Referring to fig. 3A, 3B and 3C, respective deployment diagrams of the gateway server 12, mobile gateway 14 and remote transceiver 16 of the first embodiment are depicted in terms of abstract, interoperable general or special purpose computing processing system environments or configurations.

The gateway server 12 is a computer processing system that includes: a Central Processing Unit (CPU) 120; memory 122 and a wide-area transceiver 124, whereby the functions of the gateway server are performed locally at the wide-area transceiver 124 (although it is contemplated that the functions of the gateway server may also be implemented in a cloud computing environment). The gateway server 12 communicates with the mobile gateway 14 using a wide-range transceiver 124. The memory 122 includes: a gateway server module 126 and a crowdsourcing module 400. The gateway server module 126 is used to coordinate the mobile gateway. The crowdsourcing module 400 is used to perform the method of the embodiments described in more detail below.

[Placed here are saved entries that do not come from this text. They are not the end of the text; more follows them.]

Issue #1146, opened 2019-03-18
Force New SRA Endpoints


Miserlou:
Experiments surveyed before the new SRA endpoints were swapped in are still being downloaded from the old endpoints. This appears to be killing NCBI. We should try to intercept these URLs and replace them with the new ones.

PR #1148, opened 2019-03-19
[Discussion] Force New Endpoints

Miserlou:
## Issue Number
https://github.com/AlexsLemonade/refinebio/issues/1146

Forces new SRA endpoints. Detailed testing actually reveals that these endpoints are way way slower (20 vs 150 Mb/s) than the old ones, but hopefully they are less prone to failure. Not sure how we want to proceed, but here it is.

### DIFF
--- a/workers/data_refinery_workers/downloaders/sra.py
+++ b/workers/data_refinery_workers/downloaders/sra.py
@@ -1,6 +1,6 @@
 from contextlib import closing
 from typing import List
-import django.utils.timezone
+from django.utils import timezone
 import os
 import shutil
 import subprocess
--- a/workers/data_refinery_workers/downloaders/sra.py
+++ b/workers/data_refinery_workers/downloaders/sra.py
@@ -1,5 +1,6 @@
 from contextlib import closing
 from typing import List
+import django.utils.timezone
 import os
 import shutil
 import subprocess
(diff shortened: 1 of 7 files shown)


workers/data_refinery_workers/downloaders/sra.py
```diff
@@ -35,6 +36,15 @@ def _download_file(download_url: str,
         download_url = download_url.replace('.uk/', '.uk:/')
         return _download_file_aspera(download_url, downloader_job, target_file_path, source="ENA")
     elif "ncbi.nlm.nih.gov" in download_url and not force_ftp:
+        # Try to convert old-style endpoints into new-style endpoints if possible
+        try:
+            if 'anonftp' in download_url:
+                accession = download_url.split('/')[-1].split('.sra')[0]
+                new_url = get_fasp_sra_download(accession)
+                if new_url:
+                    download_url = new_url
```
kurtwheeler: I think that we probably also need to update the OriginalFile object's `source_url` field because otherwise we won't actually know exactly where the file came from.

Miserlou: Yeah I was thinking about that but I'm not sure if it's the right play as we destroy source information, for instance, if we want to fall back and use the old URL on retries, etc.

kurtwheeler: Good point, and also I'm not convinced the URL we get back from NCBI is even persistent so storing it could be completely useless.

PR #1152, opened 2019-03-20
Kurtwheeler/better expected failures

kurtwheeler:
## Issue Number

N/A Came up based on running in prod

There's a couple places that we purposefully fail jobs:
  1. When there's too many downloader jobs and the only way we have to reduce that number is by having them kill themselves.
  2. When a job gets a signal from Nomad or Docker.

When this happens we should set a failure reason so we can tell the difference between these expected failures and failures that don't have a failure reason for an unexpected reason.

Also this stops us logging about queuing jobs in prod because we have 100's of thousands of jobs and that's just a lot of logging.

## Types of changes

## Functional tests

WIP.

## Checklist

### DIFF
--- a/common/data_refinery_common/message_queue.py
+++ b/common/data_refinery_common/message_queue.py
@@ -79,10 +79,10 @@ def send_job(job_type: Enum, job, is_dispatch=False) -> bool:
     else:
         raise ValueError("Invalid job_type: {}".format(job_type.value))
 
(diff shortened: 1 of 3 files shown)


Miserlou:
Good, but I actually came up with the same thing in https://github.com/AlexsLemonade/refinebio/pull/1153/files and it requires a specific string.. =/

Miserlou:
Closing because this has been reimplemented in 1153

Issue #1080, opened 2019-02-21
Some experiments have an incorrect title


arielsvn:
### Context

We added slugs to the experiment url, and while generating a sitemap, google started complaining that a few experiments had invalid urls.

### Problem or idea

Problem was that the urls were too long (will fix in the frontend). But the experiments in question have an incorrect title.

![image](https://user-images.githubusercontent.com/1882507/53202240-00030100-35f4-11e9-9bf4-f0d0fcab08b1.png)

I think all of them can be found by searching [title:AEExperimentType](https://www.refine.bio/search?q=title:AEExperimentType). Some of them are:

- https://www.refine.bio/experiments/E-MTAB-392
- https://www.refine.bio/experiments/E-MEXP-76
- https://www.refine.bio/experiments/E-MEXP-1513

### Solution or next step

Not sure how to address this. Tagging @Miserlou and @kurtwheeler for next step.

### New Issue Checklist

- [x] The title is short and descriptive.
- [x] You have explained the context that led you to write this issue.
- [x] You have reported a problem or idea.
- [x] You have proposed a solution or next step.

kurtwheeler:
These seem to have all been fixed. The linked experiments look good and searching title:AEExperimentType has no results.

PR #1154, opened 2019-03-20
Fix for #1080

Miserlou:
Source was bad data in the metadata files, not the API response.


Miserlou:
The existing experiments will have to be re-surveyed.

PR #1160, opened 2019-03-21
Log stderr too when populating elasticsearch index.

kurtwheeler:
## Issue Number

N/A trying to get elasticsearch index working automatically again.

I should have included this in #1157 but I didn't think about it. /var/log/api_cron.log is empty so I guess all the output is happening on stderr.

## Types of changes

## Functional tests

I tested that a command like this works as expected.

## Checklist


kurtwheeler:
I tested this by actually changing the crontab on the API instance to what I most recently committed here. It worked, this should be G2G!

Miserlou:
Nice! Merge it!

Issue #1155, opened 2019-03-20
Foreman Needs Pagination


Miserlou:
We saw a foreman OOM death, likely needs a paginator.

Miserlou:
This looks like it actually will mean a larger refactor for the foreman.

Miserlou:
:taco: to kurt for this fix

Miserlou:
I think this actually introduced a more serious DB connection issue, possibly illustrated here:

![Screen Shot 2019-03-25 at 4 06 54 PM](https://user-images.githubusercontent.com/139987/54950874-afdfcd00-4f18-11e9-82c9-0cfaca03ff6d.png)

![Screen Shot 2019-03-25 at 4 11 58 PM](https://user-images.githubusercontent.com/139987/54950907-c1c17000-4f18-11e9-8266-e1c142ec172e.png)

Let's joint code review this section tomorrow AM and see if we can something less CPU hungry. Clues here: https://github.com/ross/performant-pagination ?

PR #1164, opened 2019-03-21
Make foreman use pagination, remove some outdated comments from tests.

kurtwheeler:
## Issue Number

https://github.com/AlexsLemonade/refinebio/issues/1155

The Foreman got OOM-killed because it was pulling too many objects from the DB at once. This uses pagination so we only pull 200 at a time.

## Types of changes

## Functional tests

The unit tests do a good job of testing this because functionally nothing should have changed other than our memory usage. I'll make sure this actually does well on staging before pushing to prod though.

## Checklist

### DIFF
--- a/foreman/data_refinery_foreman/foreman/main.py
+++ b/foreman/data_refinery_foreman/foreman/main.py
@@ -1,26 +1,18 @@
+import datetime
 import nomad
 import socket
 import time
 import traceback
 
+from django.conf import settings
+from django.core.paginator import Paginator
+from django.db import transaction
+from django.utils import timezone
+from functools import wraps
 from nomad import Nomad
 from nomad.api.exceptions import URLNotFoundNomadException
 from typing import List, Set
-from functools import wraps
-import datetime
-from django.conf import settings
-from django.utils import timezone
-from django.db import transaction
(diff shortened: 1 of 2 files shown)


Miserlou:
Huge!! I think EBI is down which is causing test failure right now, don't think it's related to these changes but let's make sure things are passing before this gets merged.

foreman/data_refinery_foreman/foreman/main.py
```diff
@@ -880,44 +946,50 @@ def retry_lost_survey_jobs() -> None:
...
-            if job_status != "pending" and job_status != "running":
-                logger.debug(("Determined that a survey job needs to be requeued because its"
-                             " Nomad Job's status is: %s."),
-                            job_status,
-                            job_id=job.id
+    if potentially_lost_jobs.count() == 0:
+        return
+
+    paginator = Paginator(potentially_lost_jobs, 200)
+    for page_idx in range(1, paginator.num_pages + 1):
```
Miserlou: This looks funny because pages are 0 indexed and range isn't inclusive of the final value, but I think it's right. Maybe needs a comment? Probably not.

Issue #735, opened 2018-10-12
Salmon results have too many associations with tximport computed files


kurtwheeler:
### Context

https://api.refine.bio/samples/?accession_code=SRR3098580 has the following files associated with it:
```
SRR3098579_output_gene_lengthScaledTPM.tsv
SRR3098580_output_gene_lengthScaledTPM.tsv
SRR3098581_output_gene_lengthScaledTPM.tsv
SRR3098582_output_gene_lengthScaledTPM.tsv
txi_out.RDS
```
When it should only have 
```
SRR3098580_output_gene_lengthScaledTPM.tsv
txi_out.RDS
```

### Problem or idea

Looks like when we split the txi_out.RDS files into multiple files, one for each sample, we associate them all with all of the samples, rather than matching them up correctly.

### Solution or next step

Make sure that each `XXXXXX_output_gene_lengthScaledTPM.tsv` file is only associated with a sample that has that accession code.

### New Issue Checklist

- [x] The title is short and descriptive.
- [x] You have explained the context that led you to write this issue.
- [x] You have reported a problem or idea.
- [x] You have proposed a solution or next step.

kurtwheeler:
That sounds good. I've tagged it now let's just make sure to investigate after a deploy.

kurtwheeler:
I just looked into this again to see if it was in fact still happening and it looks like it is: https://api.refine.bio/samples/?accession_code=SRR1981231

PR #1173, opened 2019-03-25
Kurtwheeler/no more multiqc

kurtwheeler:
## Issue Number

This will help with https://github.com/AlexsLemonade/refinebio/issues/735

We don't actually have `.fastq` files any more since we dump them using named pipes, so we can't run fasterqc so this removes that. However, now multiqc only uses the salmon output, which is already in JSON, to produce other JSON. Therefore @jaclyn-taroni has approved the removal of multiqc from our salmon pipeline.

This takes them out and removes a bit of other dead code.

## Methods

MultiQC and FastQC are officially gonezo.

## Types of changes

## Functional tests

The unit tests for these cover this functionality pretty well.

## Checklist


Miserlou:
Excellent, this solves a number of problems at the same time.

workers/data_refinery_workers/processors/salmon_quant.yml
```diff
@@ -11,6 +11,7 @@ os_pkg:
 # Command lines (commands whose outputs will be kept track of)
 cmd_line:
   - salmon --version
+  - fasterq-dump --version
```
Miserlou: We no longer use fasterq-dump, I guess this sholuld be fastq-dump?

I also suggest that sra-stat should go in here

PR #1186, opened 2019-03-28
Break out of foreman pagination early.

kurtwheeler:
## Issue Number

#1179

The foreman can pull a lot of pages of jobs to requeue. There can be way more jobs to iterate through than we want to actually queue, so this makes it so that once we hit the queue capacity for each job type we stop looping over the pages of jobs.

## Types of changes

## Functional tests

They're hard to do for this without the volume of data we have in the cloud.

## Checklist

### DIFF
--- a/foreman/data_refinery_foreman/foreman/main.py
+++ b/foreman/data_refinery_foreman/foreman/main.py
@@ -895,40 +895,32 @@ def requeue_survey_job(last_job: SurveyJob) -> None:
 
     return True
 
-
-def handle_survey_jobs(jobs: List[SurveyJob]) -> None:
-    """For each job in jobs, either retry it or log it.
-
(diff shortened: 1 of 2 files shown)


kurtwheeler:
I agree with that, it seems like a good refactor. I can move where we check the queue's capacity out of the `handle_*_jobs` functions, into their own functions, and then call those from the `retry_*` functions now though!

kurtwheeler:
Ok, `foreman.main` tests are passing locally for me, I don't think the end-to-end tests will time out, however there was significant work since you approved it so this should probs be re-reviewed.

Miserlou:
Changes look good, but I'm still confused about the behavior on CI. I think it's outside of our control. Let's do this

PR #1188, opened 2019-03-28
Small Fixes

Miserlou:
Some small changes here, one fix of a broken TXI failure logger, the other making a very chatty janitor shut up.


workers/data_refinery_workers/processors/janitor.py
```diff
@@ -62,6 +62,8 @@ def _find_and_remove_expired_jobs(job_context):
                     # This job is running, don't delete  the working directory.
                     if job_status == "running":
                         continue
+                    if job_status == "pending":
+                        continue
```
kurtwheeler: Could this just be added to line 63 with an `or`?

PR #1190, opened 2019-03-29
Improves the way we count how many nodes are active. 

kurtwheeler:
## Issue Number

N/A some tweaks based off of prod performance.

I don't think the python nomad API was being used correctly. I'm not actually sure what our max downloader jobs limit was, but it seems like it somehow ended up being 1000 based off of how many jobs there were before any nodes came up, which was an issue caused by this bug.

This also makes it so that we start checking downloader jobs immediately rather than waiting two minutes.

This also decreases our main Foreman MIN_LOOP_TIME to 15 seconds from 2 minutes so we don't have downtime in between the foreman queuing work.

This also stops jobs operating on original_files that have been processed.

## Types of changes

## Functional tests

The unit tests cover this fairly well, I also looked at the actual data getting returned by the Nomad API calls to make sure my filtering was correct.

## Checklist

### DIFF
--- a/workers/data_refinery_workers/downloaders/utils.py
+++ b/workers/data_refinery_workers/downloaders/utils.py
@@ -109,6 +109,18 @@ def start_job(job_id: int, max_downloader_jobs_per_node=MAX_DOWNLOADER_JOBS_PER_
         logger.error("This downloader job has already been started!!!", downloader_job=job.id)
         raise Exception("downloaders.start_job called on a job that has already been started!")
 
+    for original_file in job.original_files.all():
+        if original_file.has_ever_been_processed():
+            logger.error(("Original file has a successful processor job, it doesn't need"
+                          " to be downloaded! Aborting!"),
+                         job_id=job.id,
+                         original_file_id=original_file.id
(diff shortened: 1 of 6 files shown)


workers/data_refinery_workers/downloaders/utils.py
```diff
@@ -109,17 +109,22 @@ def start_job(job_id: int, max_downloader_jobs_per_node=MAX_DOWNLOADER_JOBS_PER_
...
+        # SRA jobs only have one sample.
+        sample = job.orignal_files.first().samples().first():
+        for computed_file in sample.computed_files.all():
+            if compted_file.s3_bucket and compted_file.s3_key:
+                logger.error(("Sample has a good computed file, it must have been processed, "
+                              "so it doesn't need to be downloaded! Aborting!"),
+                             job_id=job.id,
+                             original_file_id=original_file.id
+                )
+                job_context["original_files"] = []
```
Miserlou: start_job does not have a job_context. The code above uses `sys.exit(0)` after setting job.success explicitly.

Mobile gateway 14 is a computer processing system that includes: a Central Processing Unit (CPU) 140; a memory 142; a multi-range transceiver 144; a drive system 146 and a battery 148, whereby the functions of the mobile gateway are performed locally by the CPU 140 (although it is also contemplated that the functions of the mobile gateway may be implemented in a portable computing solution, such as a mobile phone without a drive system and moved by an independent user or in a vehicle). The mobile gateway 14 communicates with the gateway server 12 (when in range) and communicates with the remote transceiver 16 (when in range) using the multi-range transceiver 144. Memory 142 includes mobile gateway module 150 and mobile crowdsourcing module 450. Mobile gateway module 150 is used to coordinate the movement of mobile gateway 14 with drive system 146. The mobile crowdsourcing module 450 is used to perform the method of the embodiments described in more detail below.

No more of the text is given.